Without seeking to police the lives of others, as Christians we will want to share our joy in human sexuality and promote loving and stable relationships between those who seek to celebrate a deep and committed relationship with another. Without seeking to condemn, or even demonize, those growing towards mature and committed relationships (and often making mistakes on the way), Christians will want to point to the example of Christ and the transforming power of living in a relationship of sacrificial love towards another. What we point to, by way of illustrating an ideal, is important, just as how we do that. We need to hold up what is beautiful and what we celebrate, rather than denouncing the sexuality and relationships of others. Just as talking about sex, as if this is simply a matter of genitals, is narrow-minded and unhelpful, so using terms like ‘heterosexual-marriage’ really fails to do justice to a beauty we are seeking to celebrate. Marriage, between a man and a woman, is not beautiful, creative, person-building or Christlike, if the relationship is soured by power-games and abuse. A loving, creative, affirming and self-giving relationship, lived out over many years by two people of the same gender, may well reveal something of the love of God and be a place where true joy can be found. That is certainly something that has been thrown into sharp focus for me when conducting funerals and dealing with pastoral sensitivity to the surviving partner.

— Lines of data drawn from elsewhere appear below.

Issue #198, opened 2023-05-22
outbound gateway only discover some of the the domains containing an service


ahhud:
If domain A is connected like a hub to 20 other domains each containing the same 5 services (S1, S2, S3, S4, S5), domain A then discover S1 in 20 domains, S2 in 18, S3 in 20, S4 in 19 and S5 in 17 domains, i.e. somewhat random.
The expectation is to find all 5 services in all 20 connected domains.

If one dosen't do that it can cause transaction problems.

PR #206, opened 2023-05-26
discovery - handle prospect services (#198)

ahhud:
Before:
In-flight discovery request was not considered upon rediscovery requests and explore resulting in missing services ( and queues) routing to new connections.

After:
Every in-flight discovery request registers it's resources to a prospect list which is considered when doing rediscover and exlpore. After the discovery request is done all prospect claims are removed from the prospect list made by that correlation.

### DIFF
--- a/middleware/domain/source/discovery/state.cpp
+++ b/middleware/domain/source/discovery/state.cpp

I recall the memorial service, in Salisbury Cathedral, for John Austin Baker, who was once our bishop. Bishop Peter Selby, speaking of Bishop John’s scholarly mind and open-minded search for truth, said that John had been the main writer of ‘Issues in Human Sexuality’, which (somehow) is still upheld as some kind of authoritative statement on human sexuality. Yet within a month, Bishop Peter said, Bishop John had declared that the arguments in this document are unsustainable. We cling to an unsustainable and joyless position, like a drowning person might cling to an inadequate lifebuoy. We could be proclaiming the joy of being fully human, in all the beauty of our God-given sexuality, and seeking to share what it means to find liberation and new life as people who know in our lives a love that will give all for us.